Now apply the above steps to the standardized data.
from sklearn.decomposition import PCA
pca = PCA(n_components=2)
pca.fit(scaled_data)
Out:
PCA(copy=True, iterated_power='auto', n_components=2, random_state=None,
svd_solver='auto', tol=0.0, whiten=False)
Data is transformed to its first 2 principal components.
Note: We have reduced to only 2 dimensions so that we can plot the components easily in 2 dimensional space. In real-world you might have work with more components.

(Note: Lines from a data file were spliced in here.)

PR #380, opened 2022-08-31
Make the current Locker instance available via Que.locker

mnbbrown:
This makes the current running `Locker` instance accessible externally. This allows other code to inspect the state of the running locker, its workers and associated threads.

See https://github.com/que-rb/que/pull/366#issuecomment-1229466410 for more context.

### DIFF
--- a/lib/que/locker.rb
+++ b/lib/que/locker.rb
@@ -7,6 +7,10 @@
 require 'set'
 
 module Que
+  class << self
+    attr_accessor :locker
+  end
+
   Listener::MESSAGE_FORMATS[:job_available] =
     {
       queue:    String,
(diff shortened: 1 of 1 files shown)


lib/que/locker.rb
```diff
@@ -71,6 +75,11 @@ def initialize(
       Que.assert Array, worker_priorities
       worker_priorities.each { |p| Que.assert([Integer, NilClass], p) }
 
+      # We assign this globally because we only ever expect on locker to be
```
ZimbiX, line 78: *one locker

ZimbiX (changes requested):
Looks good otherwise! =)

lib/que/locker.rb
mnbbrown: How did I miss that :O fixed now :)

ZimbiX (approved):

x_pca = pca.transform(scaled_data)
scaled_data.shape
Out:
(569, 30)
So the input dataset had 30 columns. Now check the number of columns after PCA dimensionality reduction.
x_pca.shape
Out:
(569, 2)
As we can see, the number of dimensions have been reduced to two columns only.
PCA Visualization
Plotting the two dimensions.
plt.figure(figsize=(8,6))
plt.scatter(x_pca[:,0],x_pca[:,1],c=cancer['target'],cmap='plasma')
plt.xlabel('First principal component')
plt.ylabel('Second Principal Component')
Out:
Using these two components we can separate the two classes.
Interpreting the components
Drawback of dimensionality reduction is not able to understand what these components represent as each component correspond to combinations of the original features.
pca.components_
Each row represents a principal component, and each column represents original features. We can visualize the relationship with a heatmap:
df_comp = pd.DataFrame(pca.components_,columns=cancer['feature_names']) plt.figure(figsize=(12,6)) sns.heatmap(df_comp,cmap='plasma',)
This heatmap shows the correlation between the various feature and the principal components.